AIM OF THE EXERCISE
Give back the full data, retyped precisely.
--- MATERIAL FOR THIS TASK Enclosed Below ---
PR #2937, opened 2024-06-21
Enable estimate info (size) on all datasets

lhoestq:
TODO before merging:

- [x] merge https://github.com/huggingface/dataset-viewer/pull/2932
- [x] test json in prod (allenai/c4 en.noblocklist: correct relative error of only 0.02%)
- [x] test webdataset in prod (datasets-maintainers/small-publaynet-wds-10x: correct with relative error of only 0.07%)


severo:
we won't recompute for all the datasets, right? it will thus be applied progressively, when a dataset is updated.

lhoestq:
Yes correct. If needed we can manually recompute for some important datasets like C4

PR #2948, opened 2024-06-25
Exclude blocked datasets from Job metrics

AndreaFrancis:
Fix for https://github.com/huggingface/dataset-viewer/issues/2945


AndreaFrancis:
Wrong approach; it should be excluded from WorkerSizeJobsCountDocument instead, closing in favor of a new PR.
--- End of Enclosed MATERIAL FOR THIS TASK ---
RESPONSE TO THIS EXERCISE
PR #2937, opened 2024-06-21
Enable estimate info (size) on all datasets

lhoestq:
TODO before merging:

- [x] merge https://github.com/huggingface/dataset-viewer/pull/2932
- [x] test json in prod (allenai/c4 en.noblocklist: correct relative error of only 0.02%)
- [x] test webdataset in prod (datasets-maintainers/small-publaynet-wds-10x: correct with relative error of only 0.07%)


severo:
we won't recompute for all the datasets, right? it will thus be applied progressively, when a dataset is updated.

lhoestq:
Yes correct. If needed we can manually recompute for some important datasets like C4

PR #2948, opened 2024-06-25
Exclude blocked datasets from Job metrics

AndreaFrancis:
Fix for https://github.com/huggingface/dataset-viewer/issues/2945


AndreaFrancis:
Wrong approach; it should be excluded from WorkerSizeJobsCountDocument instead, closing in favor of a new PR.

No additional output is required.